No que toca à FEMI, e às sociedades médicas que representa, o documento refere a importância de a saúde planetária estar presente não só nos encontros e congressos de Medicina Interna, mas também nos cursos médicos de graduação e pós-graduação. O artigo faz ainda o elogio da criação de actividades educacionais e de ferramentas que ajudem os internistas a reduzir o consumo energético e a emissão de gases durante a prática clínica.

Há ainda a necessidade, segundo o artigo, de preparar estes profissionais para cuidar melhor dos pacientes que sofrem as consequências climáticas. Da saúde mental às migrações ou aos conflitos, motivados por eventos climáticos extremos e pela escassez de recursos essenciais à vida, são inúmeros os riscos e contextos de vulnerabilidade a que a população fica exposta com a subida das temperaturas (ver infografia).

Malefícios catastróficos para a saúde

No ano passado, um grupo de cientistas internacionais também publicou um editorial conjunto em mais de 200 revistas científicas dedicadas à saúde pública, incluindo a The Lancet e a BMJ, alertando para os efeitos nefastos que a crise climática terá na vida das pessoas. “A ciência é inequívoca: um aumento global de 1,5 graus Celsius acima da média pré-industrial e a perda contínua de biodiversidade trazem o risco de malefícios catastróficos para a saúde que serão impossíveis de reverter”, alertavam no artigo.

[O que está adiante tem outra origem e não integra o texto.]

PR #538, opened 2025-04-22
🔥 removed the generation logic 

nquetschlich:
Since in the (very near) future, benchmarks will be generated only through the CLI using the new frontend. Therefore, the old generation logic (that was mostly also not tested in the CI due to its time consumption) is removed.

### DIFF
--- a/src/mqt/bench/benchmark_generation.py
+++ b/src/mqt/bench/benchmark_generation.py
@@ -2,26 +2,21 @@
 
 from __future__ import annotations
 
-import argparse
-import json
 import signal
 import sys
 from pathlib import Path
 from typing import TYPE_CHECKING, Any, Literal, TypedDict, overload
 from warnings import warn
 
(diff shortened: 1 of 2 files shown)


src/mqt/bench/benchmark_generation.py
```diff
@@ -2,26 +2,21 @@
...
 
-import argparse
-import json
 import signal
 import sys
 from pathlib import Path
 from typing import TYPE_CHECKING, Any, Literal, TypedDict, overload
 from warnings import warn
 
-from joblib import Parallel, delayed
```
burgholzer, line 13: do we still need the `joblib` dependency if this is removed here?
(if not, please remove it and update the lock file with `uv lock`)

burgholzer (approved):
Removed code is debugged code. I like it 👍🏼 
One minor comment I was not 100% sure of.

burgholzer (approved):

PR #539, opened 2025-04-22
✨ refactored output logic

### LINKED ISSUE #523: ✨ Improve output format handling

We should generalize the output logic from purely OpenQASM (2 or 3) to more general output formats. Every function parameter that is called "qasm_format" should most likely be called "output_format" and should accept values from a string enum. 

Once a qiskit QuantumCircuit is the only immediate representation we are relying on, we can really streamline the output routines and move them to a dedicated module (no more utils 🙃). That module should, for the beginning, definitely contain routines for exporting to QASM2, QASM3, and Qiskit's QPY, which should be easy enough to support out of the box. 

In the future, I would imagine this to be extended by plugins, e.g., for tket, catalyst, cuda-q, mqt-core-ir, etc. The whole point is to decouple the generation logic from the output generation logic.

- Refactor the output logic
- Refactor the `utils.py` file by moving all output files to such a new module and move the remaining code to the generation module

nquetschlich:
This PR refactors the output logic. Resolves #523.

PR #538  should be merged first.


nquetschlich:
realized in #540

As mudanças climáticas têm impacto “brutal” na saúde humana. A OMS estima que as alterações no clima já custem hoje cerca de 150 mil vidas todos os anos. As ondas de calor e a poluição atmosférica são a face mais óbvia da relação entre saúde e clima, mas há muitas outras esferas do bem-estar humano nas quais a subida da temperatura global e a degradação dos ecossistemas podem tocar.

Peguemos o exemplo das doenças infecciosas emergentes em humanos que são de origem zoonótica, ou seja, doenças animais que são transmitidas a pessoas. Tanto a desflorestação como a intensificação da actividade agro-pecuária, em grande parte para dar resposta à maior procura de proteína animal, são factores que contribuem para o surgimento de novas pandemias. São perturbações no ambiente que favorecem a emergência de novos agentes patogénicos.

A ocorrência de novas pandemias é apenas um exemplo dos riscos que a degradação ambiental e a crise climática colocam para a saúde humana. Entre 2030 e 2050, a OMS prevê que as alterações climáticas provoquem cerca de 250 mil mortes adicionais por ano com resultado da malnutrição, malária, diarreia e ondas de calor. E, por isso mesmo, o sector da saúde desempenha um papel crucial não só para dar resposta aos desafios futuros, mas também para mitigar as consequências da mudança do clima.